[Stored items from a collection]
>>

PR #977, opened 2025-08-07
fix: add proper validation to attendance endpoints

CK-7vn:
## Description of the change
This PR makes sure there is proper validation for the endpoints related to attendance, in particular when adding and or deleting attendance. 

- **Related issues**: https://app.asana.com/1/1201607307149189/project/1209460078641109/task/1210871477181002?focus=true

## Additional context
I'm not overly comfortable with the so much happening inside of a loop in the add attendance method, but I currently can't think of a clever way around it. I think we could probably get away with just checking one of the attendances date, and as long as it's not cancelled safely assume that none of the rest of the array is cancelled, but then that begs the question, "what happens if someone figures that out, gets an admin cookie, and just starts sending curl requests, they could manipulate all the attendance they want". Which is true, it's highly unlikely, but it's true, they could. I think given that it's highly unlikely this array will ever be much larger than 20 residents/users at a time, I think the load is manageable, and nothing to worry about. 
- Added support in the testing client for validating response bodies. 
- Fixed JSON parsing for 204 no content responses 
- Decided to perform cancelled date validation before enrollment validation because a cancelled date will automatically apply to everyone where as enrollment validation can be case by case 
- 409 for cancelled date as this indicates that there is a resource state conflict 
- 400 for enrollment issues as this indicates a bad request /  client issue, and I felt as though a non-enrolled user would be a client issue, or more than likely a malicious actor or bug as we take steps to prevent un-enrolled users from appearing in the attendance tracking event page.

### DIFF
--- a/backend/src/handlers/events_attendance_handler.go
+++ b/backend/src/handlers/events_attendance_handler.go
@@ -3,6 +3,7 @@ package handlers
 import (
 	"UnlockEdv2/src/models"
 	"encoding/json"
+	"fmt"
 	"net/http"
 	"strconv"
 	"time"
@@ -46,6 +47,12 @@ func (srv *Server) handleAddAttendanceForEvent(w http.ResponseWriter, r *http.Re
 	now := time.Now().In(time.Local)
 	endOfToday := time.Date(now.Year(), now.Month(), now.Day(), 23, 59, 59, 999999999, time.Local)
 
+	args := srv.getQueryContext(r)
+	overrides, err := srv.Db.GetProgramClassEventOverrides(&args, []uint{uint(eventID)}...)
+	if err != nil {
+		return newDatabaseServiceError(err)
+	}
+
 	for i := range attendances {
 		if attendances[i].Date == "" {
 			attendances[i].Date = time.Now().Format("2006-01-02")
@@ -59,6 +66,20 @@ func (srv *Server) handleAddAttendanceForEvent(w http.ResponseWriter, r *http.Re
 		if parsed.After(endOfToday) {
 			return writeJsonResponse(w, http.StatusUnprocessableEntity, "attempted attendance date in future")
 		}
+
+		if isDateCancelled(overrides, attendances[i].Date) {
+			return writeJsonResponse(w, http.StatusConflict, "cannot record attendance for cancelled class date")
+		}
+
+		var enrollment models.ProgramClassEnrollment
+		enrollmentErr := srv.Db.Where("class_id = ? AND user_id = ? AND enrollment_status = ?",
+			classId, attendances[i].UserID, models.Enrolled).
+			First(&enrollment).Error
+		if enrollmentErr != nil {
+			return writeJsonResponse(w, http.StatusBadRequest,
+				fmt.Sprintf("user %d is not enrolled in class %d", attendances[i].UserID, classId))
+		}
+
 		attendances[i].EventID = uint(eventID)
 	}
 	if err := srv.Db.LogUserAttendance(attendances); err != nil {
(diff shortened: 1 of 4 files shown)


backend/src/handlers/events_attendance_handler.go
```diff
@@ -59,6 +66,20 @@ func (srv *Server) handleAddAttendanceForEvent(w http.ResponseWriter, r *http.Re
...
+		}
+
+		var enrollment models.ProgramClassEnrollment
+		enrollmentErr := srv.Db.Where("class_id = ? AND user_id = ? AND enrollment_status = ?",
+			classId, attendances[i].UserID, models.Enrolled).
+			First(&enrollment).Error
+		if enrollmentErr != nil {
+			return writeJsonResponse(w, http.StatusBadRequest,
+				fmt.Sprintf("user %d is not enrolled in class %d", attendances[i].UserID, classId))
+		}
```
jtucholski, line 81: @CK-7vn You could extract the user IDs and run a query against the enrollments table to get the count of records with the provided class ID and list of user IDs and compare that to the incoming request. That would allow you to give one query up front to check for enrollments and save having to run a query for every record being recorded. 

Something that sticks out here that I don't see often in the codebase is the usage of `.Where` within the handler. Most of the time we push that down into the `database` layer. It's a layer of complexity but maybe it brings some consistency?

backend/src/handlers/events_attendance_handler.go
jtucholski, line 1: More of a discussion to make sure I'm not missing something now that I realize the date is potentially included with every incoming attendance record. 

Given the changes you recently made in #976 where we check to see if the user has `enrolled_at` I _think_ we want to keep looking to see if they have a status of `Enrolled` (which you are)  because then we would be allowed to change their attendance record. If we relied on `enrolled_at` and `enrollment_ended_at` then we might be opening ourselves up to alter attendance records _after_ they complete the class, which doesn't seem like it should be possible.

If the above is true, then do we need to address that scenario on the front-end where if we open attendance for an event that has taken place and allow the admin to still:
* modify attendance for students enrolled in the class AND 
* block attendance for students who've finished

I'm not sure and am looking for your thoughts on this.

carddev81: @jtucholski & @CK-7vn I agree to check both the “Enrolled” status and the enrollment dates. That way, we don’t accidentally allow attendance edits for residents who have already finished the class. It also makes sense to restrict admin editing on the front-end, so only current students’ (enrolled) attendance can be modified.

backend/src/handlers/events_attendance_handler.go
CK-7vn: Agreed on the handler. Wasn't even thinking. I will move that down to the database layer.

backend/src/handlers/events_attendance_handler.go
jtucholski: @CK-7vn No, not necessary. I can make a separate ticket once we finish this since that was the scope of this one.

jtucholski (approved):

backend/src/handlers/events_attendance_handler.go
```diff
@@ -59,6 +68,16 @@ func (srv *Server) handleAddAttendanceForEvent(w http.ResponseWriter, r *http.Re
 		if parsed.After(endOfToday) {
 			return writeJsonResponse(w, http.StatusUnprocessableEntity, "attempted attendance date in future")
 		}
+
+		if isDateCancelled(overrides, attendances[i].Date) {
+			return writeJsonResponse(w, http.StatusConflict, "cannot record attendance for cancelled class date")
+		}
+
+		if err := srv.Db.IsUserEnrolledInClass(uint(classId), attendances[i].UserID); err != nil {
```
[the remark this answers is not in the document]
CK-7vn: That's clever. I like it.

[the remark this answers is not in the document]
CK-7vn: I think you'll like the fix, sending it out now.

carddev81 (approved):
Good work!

<<

Where a line of the entries above holds the word "ResponseWriter", return that line.

@@ -46,6 +47,12 @@ func (srv *Server) handleAddAttendanceForEvent(w http.ResponseWriter, r *http.Re
@@ -59,6 +66,20 @@ func (srv *Server) handleAddAttendanceForEvent(w http.ResponseWriter, r *http.Re
@@ -59,6 +66,20 @@ func (srv *Server) handleAddAttendanceForEvent(w http.ResponseWriter, r *http.Re
@@ -59,6 +68,16 @@ func (srv *Server) handleAddAttendanceForEvent(w http.ResponseWriter, r *http.Re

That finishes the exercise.